Avete mai amato qualcuno così tanto da far fatica a respirare?

Sì, sto ascoltando la canzone di Eminet feat. Rihanna, “Love the way you lie” e alle parole “You ever love somebody you can barely breath when you’re with them” mi si è fermato il cuore. E’ vero, sembrerà stupido ma.. quelle parole mi sono arrivate dritte all’anima. Insomma, puoi fare la stronza quanto vuoi ma alla fine.. anche tu hai un’anima. Delle emozioni. Dei sentimenti. Puoi soffocare il tutto, chiuderlo a chiave o seppellirlo.. fa’ ciò che preferisci, ma tanto, prima o poi, perforeranno il muro che hai costruito attorno a loro, scaveranno la terra nella quale sono seppellite, riusciranno a prendere aria..e sarà allora che andrai in pezzi. LETTERALMENTE. Mille pezzi. Mille schegge, frammenti di te stessa. E raccoglierli.. sarà durissima.

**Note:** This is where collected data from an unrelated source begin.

PR #423, opened 2014-01-22
removeField method in Record class

jcamachor:
Is there a reason to not have a method that deletes (projects) a field from a Record?

The code of the method has been taken from an older version of Stratosphere, where it was commented out. I just needed to update it, and now it works with the current version.

### DIFF
--- a/stratosphere-core/src/main/java/eu/stratosphere/types/Record.java
+++ b/stratosphere-core/src/main/java/eu/stratosphere/types/Record.java
@@ -426,28 +426,31 @@ public final class Record implements Value {
 	}
 	
 	/**
-	 * Removes the field at the given position.
+	 * Removes the field at the given position. 
+	 * <p>
+	 * This method should be used carefully. Be aware that as the field is actually removed from the record, the
+	 * total number of fields is modified, and all fields to the right of the field removed shift one position to
+	 * the left.
 	 * 
-	 * @param field The index number of the field to be removed.
+	 * @param fieldNum The position of the field to be removed, starting at zero.
 	 * @throws IndexOutOfBoundsException Thrown, when the position is not between 0 (inclusive) and the
 	 *                                   number of fields (exclusive).
 	 */
-	public void removeField(int field)
+	public void removeField(int fieldNum)
 	{
 		// range check
-		if (field < 0 || field >= this.numFields) {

Le persone gelide, dalla facciata solida e impenetrabile, quelle ciniche, dure e chiuse, quelle “senza sentimenti”.. beh, vi posso dire che per esperienza, quelle persone sono in assoluto le più fragili. E quando la loro maschera va in pezzi, è la fine. Non avranno mai la forza di raccogliere i pezzi, e non avranno nessuno al loro fianco che possa dar loro una mano perchè avranno allontanato ogni persona che, fino a poco prima, voleva loro bene. Bene davvero. Ma cosa ci possiamo fare, certe persone sono destinate a rimanere sole. Sono diffidenti per natura. D’altro canto però, non c’è nessuno che si prende mai la briga di scavare un pochino più in profondità. Esatto. Ok, queste persone ce la mettono tutta per restare da sole, ma voi.. voi che dite di aver fatto tutto il possibile, voi che dite di aver veramente tenuto a quelle persone, voi che dite che vi dispiace di averle perse.. voi, siete degli ipocriti, bugiardi e opportunisti. Se veramente aveste tenuto a quelle persone, a quest’ora sareste al loro fianco. E invece? E invece nulla. Troppo comodo indietreggiare al primo ostacolo. Però.. chi ci perde siete voi, non coloro che abbandonate. Siete voi che non scoprirete mai il meraviglioso mondo che si cela dietro persone all’apparenza fredda e distaccata. Sensibilità, bellezza, sincerità, fedeltà, amore… Vi perderete tutto questo. E “tutto questo” è vero e sincero. Non è finto perbenismo, ma sentimenti veri. Beh, pensateci un pò su. Se queste parole faranno veramente effetto, sentirò bussare alla mia porta..altrimenti, sarà altro fiato sprecato. Ma tutto sommato, andrebbe bene anche così. Io almeno, ho avuto la decenza e il coraggio di alzare una mano ed esprimermi. Ho partecipato. Voi?

 

Torniamo al nostro titolo. La canzone di eminem si ripete all’infinito questa notte.. è inutile, sono malinconica. Ho mai amato qualcuno così tanto da non riuscire a respirare? L’ho fatto davvero? Sì. No. Forse. Beh, mi sarebbe utile uno strizzacervelli in questo momento, ma ahimè, pecco di “superbia” e tendo sempre a far da me. Tra l’altro, autopsicanalizzarmi mi piace molto. Mi fa sentire potente. Come se fossi in grado di vedere al di là di ogni cosa. Come se potessi vedere il “Grande disegno” e non solo un paio di particolari. Ve l’ho detto, pecco di superbia. ;)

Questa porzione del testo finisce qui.